128 A. 193 | R.I. | 1925
The above entitled cases are actions of trespass on the case to recover damages for personal injuries sustained by Mrs. Cady alleged to have been caused by the negligence of the defendant. The cases were tried together in the Superior Court and resulted in verdicts for the defendant. The plaintiff in each case filed a motion for a new trial which was denied by the trial justice. Each case is now before this court on plaintiff's exceptions. The exceptions are the same in each case.
The plaintiffs press their exception to the denial of their motions for a new trial on the ground that the verdict is against the weight of the evidence. *360
The testimony shows that shortly before eleven o'clock p.m., October 29, 1921, an automobile owned and driven by Frank J. Bradford collided with an automobile owned and driven by the defendant on the state highway near the foot of Prince's Hill in the town of Barrington. At the place of collision the highway runs in a southerly direction. The road is of tarvia construction, eighteen feet wide, with gravel shoulders on each side. Mr. Bradford testified that accompanied by his wife and the plaintiff, Mrs. Cady, he was driving his automobile about twenty miles an hour in a southerly direction on the right-hand side of the tarvia road; that as he neared the foot of Prince's Hill he saw the headlights of defendant's automobile at the top of the hill; that her automobile seemed to be coming quite fast and in an erratic course from the side of the road towards the center and back again, and that as it neared him it straightened out and kept on its side of the road until it was within ten or twelve feet of his automobile when it suddenly turned to the left, crossed the center line of the tarvia road and struck his automobile at its front end, bending back its left front mudguard, breaking off its left front wheel and tipping it over on its right side. He was corroborated in his testimony by Mrs. Cady.

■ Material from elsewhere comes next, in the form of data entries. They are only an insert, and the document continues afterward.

PR #8765, opened 2025-06-09
EIP-7934 Validate block size

jframe:
## PR description
EIP-7934 Validate block size

### DIFF
--- a/ethereum/core/src/main/java/org/hyperledger/besu/ethereum/mainnet/BlockSizeBlockValidator.java
+++ b/ethereum/core/src/main/java/org/hyperledger/besu/ethereum/mainnet/BlockSizeBlockValidator.java
@@ -1,0 +1,68 @@
+/*
+ * Copyright contributors to Besu.
+ *
+ * Licensed under the Apache License, Version 2.0 (the "License"); you may not use this file except in compliance with
+ * the License. You may obtain a copy of the License at
+ *
+ * http://www.apache.org/licenses/LICENSE-2.0
+ *
+ * Unless required by applicable law or agreed to in writing, software distributed under the License is distributed on
+ * an "AS IS" BASIS, WITHOUT WARRANTIES OR CONDITIONS OF ANY KIND, either express or implied. See the License for the
+ * specific language governing permissions and limitations under the License.
+ *
+ * SPDX-License-Identifier: Apache-2.0
+ */
+package org.hyperledger.besu.ethereum.mainnet;
+
+import org.hyperledger.besu.ethereum.BlockProcessingResult;
+import org.hyperledger.besu.ethereum.MainnetBlockValidator;
+import org.hyperledger.besu.ethereum.ProtocolContext;
+import org.hyperledger.besu.ethereum.core.Block;
+
+/** Validates blocks ensuring they do not exceed the maximum allowed size. */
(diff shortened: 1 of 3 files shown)


ethereum/core/src/main/java/org/hyperledger/besu/ethereum/mainnet/BlockSizeBlockValidator.java
```diff
@@ -0,0 +1,67 @@
...
+   * @param blockBodyValidator the BlockBodyValidator used to validate block bodies
+   * @param blockProcessor the BlockProcessor used to process blocks
+   */
+  public BlockSizeBlockValidator(
+      final BlockHeaderValidator blockHeaderValidator,
+      final BlockBodyValidator blockBodyValidator,
+      final BlockProcessor blockProcessor) {
+    super(blockHeaderValidator, blockBodyValidator, blockProcessor);
+  }
+
```
Gabriel-Trintinalia: Since the limit is in the gasCalculator "for now", this class can be removed and the check can be moved to MainnetTransactionValidator.

ethereum/core/src/main/java/org/hyperledger/besu/ethereum/mainnet/BlockSizeBlockValidator.java
```diff
@@ -0,0 +1,67 @@
...
+  @Override
+  public BlockProcessingResult validateAndProcessBlock(
+      final ProtocolContext context,
+      final Block block,
+      final HeaderValidationMode headerValidationMode,
+      final HeaderValidationMode ommerValidationMode,
+      final boolean shouldUpdateHead,
+      final boolean shouldRecordBadBlock) {
+    final int blockSize = block.getSize();
+    if (blockSize > MAX_RLP_BLOCK_SIZE) {
```
Gabriel-Trintinalia: Since we have a method that returns it in the gasCalculator, it is probably better to avoid using the constant.

evm/src/main/java/org/hyperledger/besu/evm/gascalculator/OsakaGasCalculator.java
```diff
@@ -34,6 +34,14 @@
...
  */
 public class OsakaGasCalculator extends PragueGasCalculator {
+  /** The maximum size of a block in bytes */
+  public static final int MAX_BLOCK_SIZE = 10_485_760;
+
+  /** The safety margin to take the CL block overhead into account */
+  public static final int SAFETY_MARGIN = 2_097_152;
+
+  /** The maximum size of an RLP encoded block size in bytes */
+  public static final int MAX_RLP_BLOCK_SIZE = MAX_BLOCK_SIZE - SAFETY_MARGIN;
```
Gabriel-Trintinalia: Can be private since we have a method that returns it

ethereum/core/src/main/java/org/hyperledger/besu/ethereum/mainnet/BlockSizeBlockValidator.java
jframe: Rather keep it as is as in the future in this PR or another the limit being in the GasCalculator will be removed and at that point I'd want this in it's own validator.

The defendant testified that she was driving her automobile towards Providence at the time of the collision; that when she arrived at the top of Prince's Hill she threw her automobile into second speed and came down the hill eight to ten miles an hour; that she drove a straight course with the right wheels of her automobile no more than two feet from the right-hand edge of the tarvia road; that she saw the headlights of the automobile in which the plaintiff, Mrs. Cady, was riding approaching on its right-hand side of the road; that when it was nearly opposite her it suddenly changed its course to its left and struck her automobile on its left side and that as a result of the collision, her automobile curved in back of the other automobile and ran off the highway. Two automobile repair men testified that *361 they examined the defendant's automobile the morning after the collision and found that the front end of the left mudguard was all right but that the end, where it was fastened to the running board, was crumpled up; that the left running board was damaged; and that the left side of the chassis was bent in almost in the middle, causing its left from end to bend out. One of these witnesses inspected Mr. Bradford's automobile and found that its frame was pushed in from its left front corner, its left front wheel broken off and left mudguard rolled under.
The testimony as to who was responsible for the collision was so conflicting that it was imperative that the issue be submitted to the jury. It was for them to pass on the credibility of the witnesses and the weight to be given to the testimony of each of them. The damage done to the automobiles was shown and the inference as to how it was caused was a matter peculiarly for the jury. The verdict has been sustained by the trial justice. We have carefully read and considered the testimony and as his decision does not appear to be clearly wrong the exception thereto is not sustained. Wilcox v. R.I. Co.,
Plaintiffs claim an exception to a portion of the charge to the jury on the question of the contributory negligence, if any, of Mrs. Cady. We find no error in the portion of the charge excepted to. Plaintiff's attorney complains that the trial justice did not sufficiently instruct the jury in the standard of care required of Mrs. Cady in order to relieve her from the imputation of contributory negligence, and that he did not sufficiently instruct the jury in the matter of the proximate cause of the accident. No request was made for instructions in these particulars. It is a rule of very general application that if instructions are correct as far as they go, it cannot be assigned as error that the court omitted to instruct on all points involved in the case if the attention of the court was not directed thereto by special request for instructions on those points. 38 Cyc. 1693. *362
Where an instruction is proper so far as it goes, a party desiring a more specific instruction must request it. Vol. 2 22d. Dec. Dig. 746, Trial, p. Sec. 255; 758, Sec. 256; Warner SugarRefining Co. v. Metropolitan Wholesale Grocery Co.,
Another exception is that the trial justice, in charging the jury, referred to the plaintiff as Mrs. Case. It appears in the transcript that this mistake occurred twice. No request was made to the trial justice to correct his mistake in this particular, and the exception is untenable. If the court misstates evidence to the jury neglect or failure of counsel to call the attention of the court to it at the time is a waiver of the right to take advantage of it afterwards. Case, Jr. v. Dodge,
Plaintiffs' other exceptions were expressly waived and therefore are not considered.
All of the plaintiffs' exceptions in each case are overruled, and each case is remitted to the Superior Court for entry of judgment for the defendant on the verdict.